== The data
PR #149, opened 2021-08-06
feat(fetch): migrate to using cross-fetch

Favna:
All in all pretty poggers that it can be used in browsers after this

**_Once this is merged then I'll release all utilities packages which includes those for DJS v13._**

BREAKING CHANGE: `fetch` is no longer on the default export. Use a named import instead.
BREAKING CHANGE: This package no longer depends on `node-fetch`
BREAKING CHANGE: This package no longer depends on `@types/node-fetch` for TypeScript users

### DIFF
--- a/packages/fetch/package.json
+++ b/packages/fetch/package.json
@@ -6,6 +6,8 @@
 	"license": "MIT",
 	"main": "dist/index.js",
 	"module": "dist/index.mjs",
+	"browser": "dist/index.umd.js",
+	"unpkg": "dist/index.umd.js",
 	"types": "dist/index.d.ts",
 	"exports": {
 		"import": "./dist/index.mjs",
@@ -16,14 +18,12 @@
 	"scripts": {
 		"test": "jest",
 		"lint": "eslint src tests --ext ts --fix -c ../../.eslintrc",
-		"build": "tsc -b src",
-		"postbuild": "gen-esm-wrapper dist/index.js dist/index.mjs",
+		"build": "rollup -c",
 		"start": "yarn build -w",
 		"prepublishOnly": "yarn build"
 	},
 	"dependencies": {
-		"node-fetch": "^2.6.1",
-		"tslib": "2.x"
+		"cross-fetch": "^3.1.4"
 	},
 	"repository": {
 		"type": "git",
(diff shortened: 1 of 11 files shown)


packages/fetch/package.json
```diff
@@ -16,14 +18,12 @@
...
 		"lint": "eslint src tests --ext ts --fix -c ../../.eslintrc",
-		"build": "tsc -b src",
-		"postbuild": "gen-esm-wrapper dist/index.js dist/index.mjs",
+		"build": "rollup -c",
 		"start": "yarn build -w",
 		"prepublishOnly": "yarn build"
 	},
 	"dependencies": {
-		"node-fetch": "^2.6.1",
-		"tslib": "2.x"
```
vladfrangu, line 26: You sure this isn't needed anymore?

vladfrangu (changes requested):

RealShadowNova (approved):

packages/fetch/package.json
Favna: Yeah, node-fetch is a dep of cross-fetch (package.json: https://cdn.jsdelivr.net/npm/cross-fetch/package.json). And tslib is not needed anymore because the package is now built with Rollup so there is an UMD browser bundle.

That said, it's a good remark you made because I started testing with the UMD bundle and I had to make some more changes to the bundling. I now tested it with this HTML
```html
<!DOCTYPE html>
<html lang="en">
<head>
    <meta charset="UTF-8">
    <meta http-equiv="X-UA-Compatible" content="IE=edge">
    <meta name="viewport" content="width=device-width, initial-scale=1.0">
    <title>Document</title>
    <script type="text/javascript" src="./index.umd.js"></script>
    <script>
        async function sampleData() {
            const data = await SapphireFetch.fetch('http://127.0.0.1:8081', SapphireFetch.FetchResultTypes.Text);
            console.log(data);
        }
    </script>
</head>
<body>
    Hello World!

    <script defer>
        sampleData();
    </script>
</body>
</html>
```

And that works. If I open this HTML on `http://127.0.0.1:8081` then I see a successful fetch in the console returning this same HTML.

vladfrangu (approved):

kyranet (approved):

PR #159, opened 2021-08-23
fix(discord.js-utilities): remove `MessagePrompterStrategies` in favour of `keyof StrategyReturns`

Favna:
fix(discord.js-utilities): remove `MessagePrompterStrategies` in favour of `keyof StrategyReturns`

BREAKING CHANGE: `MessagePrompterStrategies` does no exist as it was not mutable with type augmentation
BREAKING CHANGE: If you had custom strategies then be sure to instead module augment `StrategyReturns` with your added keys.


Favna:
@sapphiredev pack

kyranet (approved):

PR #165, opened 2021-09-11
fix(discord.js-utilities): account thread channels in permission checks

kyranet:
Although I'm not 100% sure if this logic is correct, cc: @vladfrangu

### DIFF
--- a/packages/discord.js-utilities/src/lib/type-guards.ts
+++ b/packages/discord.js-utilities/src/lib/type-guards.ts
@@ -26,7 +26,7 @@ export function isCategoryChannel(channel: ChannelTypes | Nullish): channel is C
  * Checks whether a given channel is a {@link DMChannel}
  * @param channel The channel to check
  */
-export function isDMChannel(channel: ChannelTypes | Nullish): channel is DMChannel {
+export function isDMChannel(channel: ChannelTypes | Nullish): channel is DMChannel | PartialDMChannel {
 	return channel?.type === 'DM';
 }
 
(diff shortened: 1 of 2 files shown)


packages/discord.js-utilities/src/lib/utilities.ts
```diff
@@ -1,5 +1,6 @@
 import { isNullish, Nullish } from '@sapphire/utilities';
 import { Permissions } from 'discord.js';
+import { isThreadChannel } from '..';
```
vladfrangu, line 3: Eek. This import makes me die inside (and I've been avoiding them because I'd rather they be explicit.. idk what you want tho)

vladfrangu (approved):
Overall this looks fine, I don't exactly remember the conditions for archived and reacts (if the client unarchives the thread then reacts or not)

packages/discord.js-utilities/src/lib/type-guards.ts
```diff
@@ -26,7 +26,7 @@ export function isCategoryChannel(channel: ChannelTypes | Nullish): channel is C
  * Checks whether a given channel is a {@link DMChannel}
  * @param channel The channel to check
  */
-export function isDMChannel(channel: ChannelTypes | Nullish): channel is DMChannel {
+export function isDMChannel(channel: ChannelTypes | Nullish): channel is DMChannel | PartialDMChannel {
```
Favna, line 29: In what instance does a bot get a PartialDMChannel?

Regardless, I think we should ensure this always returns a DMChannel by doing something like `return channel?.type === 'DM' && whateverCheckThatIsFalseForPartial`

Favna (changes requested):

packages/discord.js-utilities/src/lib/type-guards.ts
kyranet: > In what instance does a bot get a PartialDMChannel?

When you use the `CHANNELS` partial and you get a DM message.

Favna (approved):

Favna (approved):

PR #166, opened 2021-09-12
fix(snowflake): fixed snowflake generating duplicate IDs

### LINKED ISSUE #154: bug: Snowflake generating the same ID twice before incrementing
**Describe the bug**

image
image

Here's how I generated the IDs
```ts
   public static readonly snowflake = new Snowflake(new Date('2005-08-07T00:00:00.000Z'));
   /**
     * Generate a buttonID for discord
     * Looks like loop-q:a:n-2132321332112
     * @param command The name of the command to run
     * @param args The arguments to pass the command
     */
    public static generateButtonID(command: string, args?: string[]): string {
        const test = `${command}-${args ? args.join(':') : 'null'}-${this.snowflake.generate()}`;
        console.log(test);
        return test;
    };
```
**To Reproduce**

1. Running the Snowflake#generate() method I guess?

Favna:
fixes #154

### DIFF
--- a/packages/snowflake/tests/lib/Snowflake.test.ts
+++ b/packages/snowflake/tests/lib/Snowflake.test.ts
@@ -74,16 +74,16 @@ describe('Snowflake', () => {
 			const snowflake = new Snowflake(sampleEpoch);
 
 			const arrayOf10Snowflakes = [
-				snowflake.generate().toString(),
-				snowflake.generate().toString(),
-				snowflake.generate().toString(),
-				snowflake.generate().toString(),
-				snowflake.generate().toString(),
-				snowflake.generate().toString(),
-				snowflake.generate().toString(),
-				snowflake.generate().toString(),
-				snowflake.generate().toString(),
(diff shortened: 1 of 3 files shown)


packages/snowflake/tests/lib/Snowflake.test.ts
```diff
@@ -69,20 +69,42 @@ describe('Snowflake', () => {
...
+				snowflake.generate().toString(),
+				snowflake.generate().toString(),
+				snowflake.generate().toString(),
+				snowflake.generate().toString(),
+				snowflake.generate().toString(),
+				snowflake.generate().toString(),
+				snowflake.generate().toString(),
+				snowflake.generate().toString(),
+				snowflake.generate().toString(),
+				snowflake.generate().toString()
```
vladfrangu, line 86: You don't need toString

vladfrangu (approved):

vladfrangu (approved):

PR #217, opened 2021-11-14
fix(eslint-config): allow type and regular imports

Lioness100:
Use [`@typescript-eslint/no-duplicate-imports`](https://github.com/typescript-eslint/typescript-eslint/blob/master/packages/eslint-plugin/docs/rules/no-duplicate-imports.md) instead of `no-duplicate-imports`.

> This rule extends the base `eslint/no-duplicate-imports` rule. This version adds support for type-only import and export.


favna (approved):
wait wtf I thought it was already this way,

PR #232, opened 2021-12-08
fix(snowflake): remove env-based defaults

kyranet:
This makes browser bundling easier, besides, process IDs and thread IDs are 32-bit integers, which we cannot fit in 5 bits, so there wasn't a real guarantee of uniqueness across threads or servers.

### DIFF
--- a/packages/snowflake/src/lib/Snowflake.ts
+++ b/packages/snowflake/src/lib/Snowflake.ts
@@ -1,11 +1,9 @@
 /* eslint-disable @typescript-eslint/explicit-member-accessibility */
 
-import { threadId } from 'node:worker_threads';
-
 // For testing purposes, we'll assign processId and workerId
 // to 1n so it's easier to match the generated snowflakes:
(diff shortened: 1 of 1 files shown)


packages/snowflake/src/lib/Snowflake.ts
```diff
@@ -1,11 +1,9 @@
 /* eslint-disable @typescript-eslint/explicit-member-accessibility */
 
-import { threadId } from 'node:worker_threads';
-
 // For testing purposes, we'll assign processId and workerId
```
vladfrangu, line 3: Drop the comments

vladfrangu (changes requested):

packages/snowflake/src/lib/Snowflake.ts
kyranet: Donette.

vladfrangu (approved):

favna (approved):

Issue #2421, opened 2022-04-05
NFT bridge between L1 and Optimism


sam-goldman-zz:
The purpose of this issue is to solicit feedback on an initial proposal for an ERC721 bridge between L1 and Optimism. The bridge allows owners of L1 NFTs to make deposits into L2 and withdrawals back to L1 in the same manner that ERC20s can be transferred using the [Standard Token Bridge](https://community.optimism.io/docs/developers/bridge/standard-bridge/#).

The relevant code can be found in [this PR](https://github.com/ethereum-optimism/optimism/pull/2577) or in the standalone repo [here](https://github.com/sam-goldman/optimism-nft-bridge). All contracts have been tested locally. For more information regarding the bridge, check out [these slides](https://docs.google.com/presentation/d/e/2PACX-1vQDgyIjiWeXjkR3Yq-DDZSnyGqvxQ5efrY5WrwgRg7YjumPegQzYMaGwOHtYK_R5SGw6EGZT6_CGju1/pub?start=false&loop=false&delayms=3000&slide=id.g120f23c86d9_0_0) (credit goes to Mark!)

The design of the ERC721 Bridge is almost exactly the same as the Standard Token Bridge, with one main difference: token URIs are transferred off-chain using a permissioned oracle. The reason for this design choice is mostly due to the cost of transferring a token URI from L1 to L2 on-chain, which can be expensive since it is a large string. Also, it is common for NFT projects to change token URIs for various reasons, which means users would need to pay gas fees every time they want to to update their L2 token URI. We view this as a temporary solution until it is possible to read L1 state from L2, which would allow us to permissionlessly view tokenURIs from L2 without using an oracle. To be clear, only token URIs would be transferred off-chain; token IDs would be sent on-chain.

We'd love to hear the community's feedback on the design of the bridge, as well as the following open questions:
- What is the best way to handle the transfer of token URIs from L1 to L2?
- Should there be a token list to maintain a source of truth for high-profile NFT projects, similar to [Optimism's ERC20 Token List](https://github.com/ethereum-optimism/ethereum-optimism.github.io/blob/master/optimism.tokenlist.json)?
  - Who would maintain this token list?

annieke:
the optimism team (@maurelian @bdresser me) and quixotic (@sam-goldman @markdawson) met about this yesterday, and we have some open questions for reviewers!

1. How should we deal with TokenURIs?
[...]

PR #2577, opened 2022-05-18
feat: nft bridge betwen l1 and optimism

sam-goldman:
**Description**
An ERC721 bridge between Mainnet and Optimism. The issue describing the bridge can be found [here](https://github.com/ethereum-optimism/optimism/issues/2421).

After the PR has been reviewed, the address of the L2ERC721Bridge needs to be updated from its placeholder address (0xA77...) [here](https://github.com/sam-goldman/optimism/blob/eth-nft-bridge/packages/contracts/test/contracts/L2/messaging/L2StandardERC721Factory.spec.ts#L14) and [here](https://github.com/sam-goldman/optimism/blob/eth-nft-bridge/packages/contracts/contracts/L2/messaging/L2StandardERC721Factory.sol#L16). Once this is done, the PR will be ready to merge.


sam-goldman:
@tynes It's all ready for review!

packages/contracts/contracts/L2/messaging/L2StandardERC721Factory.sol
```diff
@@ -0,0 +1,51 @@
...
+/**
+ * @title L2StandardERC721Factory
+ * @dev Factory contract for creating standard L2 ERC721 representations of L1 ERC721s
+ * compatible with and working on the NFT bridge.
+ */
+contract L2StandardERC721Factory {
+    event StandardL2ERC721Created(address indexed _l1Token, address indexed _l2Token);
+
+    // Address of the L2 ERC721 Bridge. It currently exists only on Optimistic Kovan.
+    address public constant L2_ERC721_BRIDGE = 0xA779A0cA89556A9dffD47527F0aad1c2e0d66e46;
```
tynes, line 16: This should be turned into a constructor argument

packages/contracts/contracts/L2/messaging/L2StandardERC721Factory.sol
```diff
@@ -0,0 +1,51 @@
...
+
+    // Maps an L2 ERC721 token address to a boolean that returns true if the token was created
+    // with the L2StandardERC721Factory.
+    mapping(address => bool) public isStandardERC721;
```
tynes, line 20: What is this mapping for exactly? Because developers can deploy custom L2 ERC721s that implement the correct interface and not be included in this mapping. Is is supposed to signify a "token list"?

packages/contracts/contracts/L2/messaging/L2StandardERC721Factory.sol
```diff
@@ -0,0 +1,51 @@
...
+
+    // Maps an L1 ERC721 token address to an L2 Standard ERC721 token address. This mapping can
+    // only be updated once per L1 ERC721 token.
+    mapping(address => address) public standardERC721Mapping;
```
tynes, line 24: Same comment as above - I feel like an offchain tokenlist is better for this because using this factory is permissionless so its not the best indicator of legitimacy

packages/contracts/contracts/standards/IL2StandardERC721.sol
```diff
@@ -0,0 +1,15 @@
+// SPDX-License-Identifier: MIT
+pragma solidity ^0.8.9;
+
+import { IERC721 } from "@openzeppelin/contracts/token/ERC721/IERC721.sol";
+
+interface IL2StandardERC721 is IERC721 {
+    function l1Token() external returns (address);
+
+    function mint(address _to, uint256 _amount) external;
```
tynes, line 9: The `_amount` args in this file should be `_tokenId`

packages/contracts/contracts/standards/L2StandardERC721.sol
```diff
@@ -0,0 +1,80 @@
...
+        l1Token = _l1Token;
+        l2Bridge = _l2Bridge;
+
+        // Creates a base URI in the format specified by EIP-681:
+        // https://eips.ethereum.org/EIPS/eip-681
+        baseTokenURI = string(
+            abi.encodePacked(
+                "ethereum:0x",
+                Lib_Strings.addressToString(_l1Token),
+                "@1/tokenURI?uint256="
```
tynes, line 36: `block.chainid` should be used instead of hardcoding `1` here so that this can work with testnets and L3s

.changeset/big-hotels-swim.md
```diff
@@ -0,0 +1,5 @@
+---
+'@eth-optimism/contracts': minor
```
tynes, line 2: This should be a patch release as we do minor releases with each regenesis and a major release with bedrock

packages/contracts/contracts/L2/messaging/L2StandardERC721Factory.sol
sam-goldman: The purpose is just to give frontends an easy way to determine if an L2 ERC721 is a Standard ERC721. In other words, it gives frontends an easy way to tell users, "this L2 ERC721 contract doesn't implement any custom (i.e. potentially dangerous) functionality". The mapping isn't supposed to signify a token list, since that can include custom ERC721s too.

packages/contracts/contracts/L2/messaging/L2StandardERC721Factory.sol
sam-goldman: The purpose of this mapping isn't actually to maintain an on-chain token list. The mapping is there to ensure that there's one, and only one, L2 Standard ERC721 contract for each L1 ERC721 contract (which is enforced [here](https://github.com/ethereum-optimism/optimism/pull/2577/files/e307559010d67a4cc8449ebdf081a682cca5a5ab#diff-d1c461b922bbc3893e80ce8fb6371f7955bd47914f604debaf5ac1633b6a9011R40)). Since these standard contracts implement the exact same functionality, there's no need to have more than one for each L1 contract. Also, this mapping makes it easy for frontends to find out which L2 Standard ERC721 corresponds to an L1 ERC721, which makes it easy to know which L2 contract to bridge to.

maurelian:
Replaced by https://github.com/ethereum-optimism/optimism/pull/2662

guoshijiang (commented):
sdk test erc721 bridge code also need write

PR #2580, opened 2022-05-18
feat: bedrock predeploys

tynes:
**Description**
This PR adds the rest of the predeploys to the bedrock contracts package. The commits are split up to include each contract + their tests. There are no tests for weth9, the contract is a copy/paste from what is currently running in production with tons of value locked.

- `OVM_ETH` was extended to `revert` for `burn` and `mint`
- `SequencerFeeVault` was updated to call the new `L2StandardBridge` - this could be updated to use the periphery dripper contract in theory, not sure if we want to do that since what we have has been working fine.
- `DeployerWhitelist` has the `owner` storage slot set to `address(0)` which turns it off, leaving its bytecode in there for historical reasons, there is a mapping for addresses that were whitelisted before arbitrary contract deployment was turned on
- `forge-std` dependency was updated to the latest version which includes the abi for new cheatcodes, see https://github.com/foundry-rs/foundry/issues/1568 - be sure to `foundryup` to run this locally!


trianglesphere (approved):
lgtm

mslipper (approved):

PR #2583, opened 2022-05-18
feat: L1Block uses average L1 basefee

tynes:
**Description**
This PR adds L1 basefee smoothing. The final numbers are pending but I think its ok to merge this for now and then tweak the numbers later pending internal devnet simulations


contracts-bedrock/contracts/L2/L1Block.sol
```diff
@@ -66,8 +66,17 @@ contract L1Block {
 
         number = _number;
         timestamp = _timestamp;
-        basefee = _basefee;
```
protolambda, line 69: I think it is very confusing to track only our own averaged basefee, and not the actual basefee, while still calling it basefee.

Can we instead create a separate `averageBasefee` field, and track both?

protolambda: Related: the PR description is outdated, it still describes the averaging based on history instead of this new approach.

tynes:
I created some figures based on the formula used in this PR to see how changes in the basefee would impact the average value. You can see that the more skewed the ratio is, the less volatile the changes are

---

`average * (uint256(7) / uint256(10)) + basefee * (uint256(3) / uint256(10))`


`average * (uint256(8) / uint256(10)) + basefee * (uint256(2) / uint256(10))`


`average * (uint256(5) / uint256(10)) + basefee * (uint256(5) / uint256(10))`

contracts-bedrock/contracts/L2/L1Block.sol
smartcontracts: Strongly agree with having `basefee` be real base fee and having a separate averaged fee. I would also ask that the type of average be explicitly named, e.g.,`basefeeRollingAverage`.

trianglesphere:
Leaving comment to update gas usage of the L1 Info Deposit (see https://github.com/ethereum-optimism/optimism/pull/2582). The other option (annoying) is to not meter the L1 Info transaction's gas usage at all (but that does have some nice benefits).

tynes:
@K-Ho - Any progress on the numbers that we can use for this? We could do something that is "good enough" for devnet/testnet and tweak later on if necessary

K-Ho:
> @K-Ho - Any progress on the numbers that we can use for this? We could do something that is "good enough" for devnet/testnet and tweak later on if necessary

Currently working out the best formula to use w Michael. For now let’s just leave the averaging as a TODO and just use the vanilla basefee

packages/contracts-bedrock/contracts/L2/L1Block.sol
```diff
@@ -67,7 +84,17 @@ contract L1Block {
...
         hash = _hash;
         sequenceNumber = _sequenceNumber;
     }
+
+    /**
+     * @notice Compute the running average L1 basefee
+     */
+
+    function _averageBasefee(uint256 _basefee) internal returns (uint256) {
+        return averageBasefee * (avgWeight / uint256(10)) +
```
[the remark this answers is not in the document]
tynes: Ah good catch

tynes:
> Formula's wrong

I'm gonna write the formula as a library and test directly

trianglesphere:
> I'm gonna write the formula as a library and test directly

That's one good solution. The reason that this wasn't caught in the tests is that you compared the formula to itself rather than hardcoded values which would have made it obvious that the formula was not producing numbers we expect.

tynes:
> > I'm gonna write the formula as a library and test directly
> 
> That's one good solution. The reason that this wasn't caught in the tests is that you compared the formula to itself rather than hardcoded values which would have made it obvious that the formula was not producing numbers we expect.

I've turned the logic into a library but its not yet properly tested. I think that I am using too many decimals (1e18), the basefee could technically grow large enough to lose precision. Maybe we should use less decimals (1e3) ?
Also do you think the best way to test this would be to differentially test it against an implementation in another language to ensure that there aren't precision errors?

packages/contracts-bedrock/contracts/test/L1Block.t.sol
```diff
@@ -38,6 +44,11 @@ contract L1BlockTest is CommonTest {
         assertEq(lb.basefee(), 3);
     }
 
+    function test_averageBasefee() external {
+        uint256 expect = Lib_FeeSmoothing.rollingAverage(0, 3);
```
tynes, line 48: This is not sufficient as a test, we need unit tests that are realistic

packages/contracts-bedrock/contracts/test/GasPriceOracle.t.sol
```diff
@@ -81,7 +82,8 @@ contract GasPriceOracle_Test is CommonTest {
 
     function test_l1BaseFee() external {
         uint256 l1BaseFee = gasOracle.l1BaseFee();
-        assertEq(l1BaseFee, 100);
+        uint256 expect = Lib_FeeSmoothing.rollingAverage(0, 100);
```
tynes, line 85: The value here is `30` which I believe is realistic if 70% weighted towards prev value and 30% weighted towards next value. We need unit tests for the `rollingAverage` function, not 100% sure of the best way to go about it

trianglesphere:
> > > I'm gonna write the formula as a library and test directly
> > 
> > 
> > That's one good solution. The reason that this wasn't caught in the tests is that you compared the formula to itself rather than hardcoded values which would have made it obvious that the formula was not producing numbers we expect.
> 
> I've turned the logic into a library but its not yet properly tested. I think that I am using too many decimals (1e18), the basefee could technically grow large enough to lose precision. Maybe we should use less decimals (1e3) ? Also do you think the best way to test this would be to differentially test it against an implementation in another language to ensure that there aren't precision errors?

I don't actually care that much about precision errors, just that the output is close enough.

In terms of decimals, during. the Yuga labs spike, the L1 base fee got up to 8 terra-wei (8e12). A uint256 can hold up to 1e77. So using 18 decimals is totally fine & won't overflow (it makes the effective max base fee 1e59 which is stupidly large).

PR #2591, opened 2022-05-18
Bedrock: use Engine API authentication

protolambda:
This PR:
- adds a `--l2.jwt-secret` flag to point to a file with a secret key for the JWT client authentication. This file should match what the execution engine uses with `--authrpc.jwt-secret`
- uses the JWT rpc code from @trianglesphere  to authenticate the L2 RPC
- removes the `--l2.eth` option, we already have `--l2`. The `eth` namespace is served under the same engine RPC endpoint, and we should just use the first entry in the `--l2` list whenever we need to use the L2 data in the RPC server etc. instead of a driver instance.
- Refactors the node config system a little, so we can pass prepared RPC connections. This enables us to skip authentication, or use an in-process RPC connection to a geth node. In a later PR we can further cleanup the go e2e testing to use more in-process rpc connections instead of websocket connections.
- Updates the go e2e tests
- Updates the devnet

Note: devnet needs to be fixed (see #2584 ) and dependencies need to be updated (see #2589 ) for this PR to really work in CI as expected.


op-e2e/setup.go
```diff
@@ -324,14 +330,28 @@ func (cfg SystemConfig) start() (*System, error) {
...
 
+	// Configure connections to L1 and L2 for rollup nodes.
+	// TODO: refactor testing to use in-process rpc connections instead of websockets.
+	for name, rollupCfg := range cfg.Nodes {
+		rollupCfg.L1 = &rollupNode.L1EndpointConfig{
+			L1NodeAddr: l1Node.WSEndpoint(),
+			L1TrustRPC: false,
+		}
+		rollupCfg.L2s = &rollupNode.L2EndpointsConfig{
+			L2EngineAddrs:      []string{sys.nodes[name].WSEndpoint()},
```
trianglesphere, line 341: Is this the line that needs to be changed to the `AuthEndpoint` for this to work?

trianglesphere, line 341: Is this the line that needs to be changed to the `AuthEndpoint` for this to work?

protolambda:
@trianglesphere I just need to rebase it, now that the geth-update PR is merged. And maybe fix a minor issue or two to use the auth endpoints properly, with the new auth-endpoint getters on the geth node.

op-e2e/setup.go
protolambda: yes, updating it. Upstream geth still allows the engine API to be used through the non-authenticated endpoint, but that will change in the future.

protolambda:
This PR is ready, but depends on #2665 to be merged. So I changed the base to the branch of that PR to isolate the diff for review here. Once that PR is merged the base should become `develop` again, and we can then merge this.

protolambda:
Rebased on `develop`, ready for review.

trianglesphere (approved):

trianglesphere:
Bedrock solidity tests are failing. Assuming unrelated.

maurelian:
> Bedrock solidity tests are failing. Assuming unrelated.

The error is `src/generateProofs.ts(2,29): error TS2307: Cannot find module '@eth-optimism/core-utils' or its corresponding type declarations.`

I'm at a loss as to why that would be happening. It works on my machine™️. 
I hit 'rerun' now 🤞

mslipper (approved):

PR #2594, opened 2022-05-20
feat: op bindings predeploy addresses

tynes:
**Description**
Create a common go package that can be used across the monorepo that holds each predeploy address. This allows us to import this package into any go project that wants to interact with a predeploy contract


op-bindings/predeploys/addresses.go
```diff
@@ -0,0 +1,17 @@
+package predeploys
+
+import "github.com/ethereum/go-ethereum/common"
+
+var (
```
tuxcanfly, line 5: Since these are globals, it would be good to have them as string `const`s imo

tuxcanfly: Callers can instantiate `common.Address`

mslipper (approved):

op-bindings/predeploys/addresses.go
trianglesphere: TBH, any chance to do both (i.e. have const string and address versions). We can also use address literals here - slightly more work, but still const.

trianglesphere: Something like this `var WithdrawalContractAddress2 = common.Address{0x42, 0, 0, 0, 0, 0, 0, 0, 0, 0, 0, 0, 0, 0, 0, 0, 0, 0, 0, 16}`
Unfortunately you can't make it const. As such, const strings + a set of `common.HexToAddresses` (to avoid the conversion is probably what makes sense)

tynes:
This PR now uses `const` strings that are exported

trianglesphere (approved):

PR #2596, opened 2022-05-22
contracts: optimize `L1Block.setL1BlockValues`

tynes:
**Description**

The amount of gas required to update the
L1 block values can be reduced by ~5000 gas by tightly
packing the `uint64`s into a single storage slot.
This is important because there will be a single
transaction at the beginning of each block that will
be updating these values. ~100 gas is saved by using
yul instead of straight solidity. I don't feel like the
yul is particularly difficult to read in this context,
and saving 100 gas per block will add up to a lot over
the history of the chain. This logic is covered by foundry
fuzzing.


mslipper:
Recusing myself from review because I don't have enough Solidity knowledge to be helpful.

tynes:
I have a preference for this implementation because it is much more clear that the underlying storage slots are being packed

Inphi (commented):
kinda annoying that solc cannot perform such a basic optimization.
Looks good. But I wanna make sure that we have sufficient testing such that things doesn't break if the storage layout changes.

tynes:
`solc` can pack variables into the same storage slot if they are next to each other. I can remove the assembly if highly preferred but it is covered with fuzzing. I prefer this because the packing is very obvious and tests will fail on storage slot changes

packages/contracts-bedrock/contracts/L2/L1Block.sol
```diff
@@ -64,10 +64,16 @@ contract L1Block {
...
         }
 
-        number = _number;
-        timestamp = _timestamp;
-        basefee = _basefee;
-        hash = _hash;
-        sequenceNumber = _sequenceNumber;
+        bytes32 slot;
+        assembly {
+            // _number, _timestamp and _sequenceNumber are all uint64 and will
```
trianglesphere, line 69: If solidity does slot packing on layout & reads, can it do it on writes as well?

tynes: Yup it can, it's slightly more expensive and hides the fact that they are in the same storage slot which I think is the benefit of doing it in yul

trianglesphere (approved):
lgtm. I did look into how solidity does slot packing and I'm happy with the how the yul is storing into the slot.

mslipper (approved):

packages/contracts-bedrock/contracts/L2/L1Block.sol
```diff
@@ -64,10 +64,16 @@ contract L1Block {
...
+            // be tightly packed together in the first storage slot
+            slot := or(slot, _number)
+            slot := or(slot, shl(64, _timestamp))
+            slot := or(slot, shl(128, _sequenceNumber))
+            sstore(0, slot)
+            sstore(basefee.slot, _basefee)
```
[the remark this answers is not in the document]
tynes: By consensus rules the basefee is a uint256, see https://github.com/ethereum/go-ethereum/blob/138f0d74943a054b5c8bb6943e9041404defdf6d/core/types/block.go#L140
====
Exercise: Find "WSEndpoint" in the preceding records. Copy each line that holds it.

Response to the exercise:
+			L1NodeAddr: l1Node.WSEndpoint(),
+			L2EngineAddrs:      []string{sys.nodes[name].WSEndpoint()},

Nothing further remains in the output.